- Developer: SweetScape Software Inc
- Release: September 16, 2003; 22 years ago
- Stable release: 16.0.4 / March 5, 2026; 5 months ago
- Written in: C++
- Operating system: Windows, Linux, macOS
- Available in: English
- Type: Hex editor, Text editor
- License: Proprietary commercial software
- Website: 010editor.github.io

= 010 Editor =

Commercial hex editor and text editor for Microsoft Windows, Linux and macOS

010 Editor is a commercial hex editor and text editor for Microsoft Windows, Linux and macOS. Typically 010 Editor is used to edit text files, binary files, hard drives, processes, tagged data (e.g. XML, HTML), source code (e.g. C++, PHP, JavaScript), shell scripts (e.g. Bash, batch files), log files, etc. A large variety of binary data formats can be edited through the use of Binary Templates.

The software uses a tabbed document interface for displaying text and binary files. Full search and replace with regular expressions is supported along with comparisons, histograms, checksum/hash algorithms, and column mode editing. Different character encodings including ASCII, Unicode, and UTF-8 are supported including conversions between encodings. The software is scriptable using a language similar to ANSI C.
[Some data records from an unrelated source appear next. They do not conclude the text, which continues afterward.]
PR #84, opened 2022-12-21
fix dispatch on base types and test them

rafaqz:
This fixes `Tuple` and `NamedTuple` points for mixed integers and where `trait` was only looking at `NamedTuple` as a `FeatureTrait` rather than also as a `PointTrait`

See https://github.com/JuliaGeo/Leaflet.jl/issues/6

### DIFF
--- a/src/base.jl
+++ b/src/base.jl
@@ -1,29 +1,36 @@
 # Implementation of GeoInterface for Base Types
 
+
+const PointTuple2 = Tuple{<:Real,<:Real}
+const PointTuple3 = Tuple{<:Real,<:Real,<:Real}
+const PointTuple4 = Tuple{<:Real,<:Real,<:Real,<:Real}
+const PointTuple = Union{PointTuple2,PointTuple3,PointTuple4}
+
 GeoInterface.isgeometry(::Type{<:AbstractVector{<:Real}}) = true
 GeoInterface.geomtrait(::AbstractVector{<:Real}) = PointTrait()
 GeoInterface.ncoord(::PointTrait, geom::AbstractVector{<:Real}) = Base.length(geom)
 GeoInterface.getcoord(::PointTrait, geom::AbstractVector{<:Real}, i) = getindex(geom, i)
 
-GeoInterface.isgeometry(::Type{<:NTuple{N,<:Real}}) where {N} = true
-GeoInterface.geomtrait(::NTuple{N,<:Real}) where {N} = PointTrait()
-GeoInterface.ncoord(::PointTrait, geom::NTuple{N,<:Real}) where {N} = N
-GeoInterface.getcoord(::PointTrait, geom::NTuple{N,<:Real}, i) where {N} = getindex(geom, i)
+GeoInterface.isgeometry(::Type{<:PointTuple}) = true
+GeoInterface.geomtrait(::PointTuple) = PointTrait()
+GeoInterface.ncoord(::PointTrait, geom::PointTuple) = Base.length(geom)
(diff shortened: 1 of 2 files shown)


rafaqz:
@evetion this fixes quite a ew bugs with base points and is needed for fixing another more serious bug in GeoJSON.jl: https://github.com/JuliaGeo/GeoJSON.jl/pull/57 so would be good to get it merged if you have a minute to review

src/base.jl
```diff
@@ -1,30 +1,83 @@
...
 end
 
-# Custom coordinate order/names NamedTuple
-GeoInterface.isgeometry(::Type{<:NamedTuple{Keys,NTuple{N,T}}}) where {Keys,N,T<:Real} = all(in(default_coord_names), Keys)
-GeoInterface.geomtrait(::NamedTuple{Keys,NTuple{N,T}}) where {Keys,N,T<:Real} = PointTrait()
-GeoInterface.ncoord(::PointTrait, geom::NamedTuple{Keys,NTuple{N,T}}) where {Keys,N,T<:Real} = Base.length(geom)
-GeoInterface.getcoord(::PointTrait, geom::NamedTuple{Keys,NTuple{N,T}}, i) where {Keys,N,T<:Real} = getindex(geom, i)
-GeoInterface.coordnames(::PointTrait, geom::NamedTuple{Keys,NTuple{N,T}}) where {Keys,N,T<:Real} = Keys
 
+const NamedTuplePoints = Union{
```
visr, line 29: Do you know if there are any downsides to using such large unions? Is the compiler happy with them? In most cases / WKT this would be the order, though it's nice to support swapped X and Y in at least some cases.

```
XY
XYZ
XYM
XYZM
```

rafaqz: Being a NamedTuple people want to write it however they want and it's weird when e.g.
`(Y=1, X=2)` doesn't work for people - see the linked issue. Then, if one like that works it seems arbitrary and confusing if any other combination doesn't work.

So I figured just have them all. I imagine there is a tiny bit more compilation time with the union, but it's probably negligible? Maybe see if package load time is any longer? I doubt it will be measurable.

src/base.jl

Originally created in 2003 by Graeme Sweet, 010 Editor was designed to fix problems in large multibeam bathymetry datasets used in ocean visualization. The software was designed around the idea of Binary Templates. A text editor was added in 2008.

010 Editor is available as Trialware and can be run for free for 30 days. After 30 days a license must be purchased to continue using the software.

== Binary Templates ==

A Binary Template is a text file containing a series of structs similar to ANSI C. The main difference between ANSI C is that structs in Binary Templates may contain control statements such as if, for or while. When 010 Editor executes a Binary Template on a binary data file, each variable defined in the Binary Template is mapped to a set of bytes in the binary file and added to a hierarchical tree structure. The tree structure can then be used to view and edit data in the binary file in an easier fashion than using the raw hex bytes. Binary Templates typically have a '.bt' extension.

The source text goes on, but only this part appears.